OnlyBoth was founded in March 2014 based on technology that answered a new question about data, never before posed computationally: What’s unusual or exceptional about a given entity, compared to all its peers? The technology’s origins were in research carried out at Carnegie Mellon University in the late 90s, sponsored by the National Science Foundation under a research grant to one of OnlyBoth’s co-founders. The technology was set aside for 12+ years while the co-founders worked together at Vivisimo, which was also founded on technology first developed at Carnegie Mellon. After IBM’s acquisition of Vivisimo, Lessa and Valdes-Perez got together again to commercialize OnlyBoth’s founding technology.
But first there was a puzzle to solve. The original work was a classic example of curiosity-driven research, in which the researcher often asks “Can this be done?” after first getting an idea of a novel “this”. The story in this case is told here. If the answer is “Yes, it can be done and here’s how.” then the next puzzle is how to convert this into an innovation that serves a need or creates an opportunity.
For the last year, we at OnlyBoth have been trying to identify how this technology best meets a human need or enables new accomplishments. There was no single aha! moment, but instead a gradual realization that the underlying technology fit the goals of benchmarking in the business world.
To understand benchmarking’s goals, we had to understand the questions that benchmarking seeks to answer. After much reading and thinking, we settled on these core benchmarking questions, which we have rephrased for brevity:
- How are we doing?
- Where could we improve?
- What’s best in class? (peers may remain anonymous)
It turns out that OnlyBoth’s core technology is uniquely suited to answering these questions. But that’s only half the battle. The other half is: “Does benchmarking need improvement?” Our research revealed to us that it clearly does. Although benchmarking has laudable goals, it has a spotty reputation (e.g., see this Harvard Business Review article) because of multiple flaws, partly due to a lack of automation, and partly due to other circumstances that could be cured by moving to a more-promising playing field.
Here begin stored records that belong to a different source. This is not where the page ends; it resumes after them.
PR #1197, opened 2016-01-04
Changing Stateless components to default to function syntax instead of classes syntex

ajaybeniwal:
I have changed some examples folder to default stateless components to more cleaner new syntax introduced in react 0.14 , If you like you can merge the changes.

### DIFF
--- a/examples/async/components/Picker.js
+++ b/examples/async/components/Picker.js
@@ -1,7 +1,7 @@
-import React, { Component, PropTypes } from 'react'
+import React, { PropTypes } from 'react'
 /* Changing the syntax for Stateless function in more functional syntax */
-const Picker = ({value, onChange, options}) => {
-    return (
+const Picker = ({ value, onChange, options }) => {
+  return (
       <span>
         <h1>{value}</h1>
         <select onChange={e => onChange(e.target.value)}
@@ -23,5 +23,4 @@ Picker.propTypes = {
   value: PropTypes.string.isRequired,
   onChange: PropTypes.func.isRequired
 }
-
-export default Picker;
+export default Picker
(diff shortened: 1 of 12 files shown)


timdorr:
Hmm, I'm kind of split on this. On the one hand, SFC's are cool and I'd love to see them used more. On the other hand, this raises the lowest common denominator (since they're so new and not as well-known as ES6 components) and are a tad slower (but that would be pre-optimization on our part).

I dunno, @gaearon what are you thoughts on this?

gaearon:
I'm up for changing all examples to functional components where possible.

However I don't see why we need `react-stateless-wrapper`  I would like to avoid this dependency.

Also the comment is unnecessary, and there are some spacing inconsistencies.

ajaybeniwal:
HI @gaearon I added react-stateless-wrapper to make test cases pass because of the below mentioned issue 
https://github.com/facebook/react/issues/4972

timdorr:
I think I might take that as a ding against them right now. They should be testable without throwing in too many libraries.

SimenB:
The wrapper is 12 lines of code though (https://github.com/ngerritsen/react-stateless-wrapper/blob/master/react-stateless-wrapper.js), and stateless components are a recommended pattern from FB.

> In an ideal world, most of your components would be stateless functions because these stateless components can follow a faster code path within the React core. This is the recommended pattern, when possible.

sompylasar:
The react-stateless-wrapper misses this feature of React:
https://facebook.github.io/react/docs/context.html#referencing-context-in-stateless-functional-components

urbanvikingr:
Heads up! I've a complete repo with the todo example https://github.com/urbanvikingr/todo which I'm currently updating the docs with together @gaearon .
I'll transfer the source code to this repo soon.

timdorr:
Based on the work by the Dan's over in #1285, I'm going to close this in favor of the community effort going on over there. Feel free to join in!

Our next post will examines these flaws and how software automation, based on artificial intelligence and algorithm design, removes them. Read here for a preview.
In view of this breakthrough, which matches a novel, unique technology with a business practice sorely in need of software automation, as of today we are introducing the novel concept, backed by mature technology, of a Benchmarking Engine and demonstrating its application openly to public data on all 4,813 U.S. hospitals as made available at the Hospital Compare website at Medicare.gov.
Going forward, our mission at OnlyBoth is now this: Universal betterment through automated benchmarking.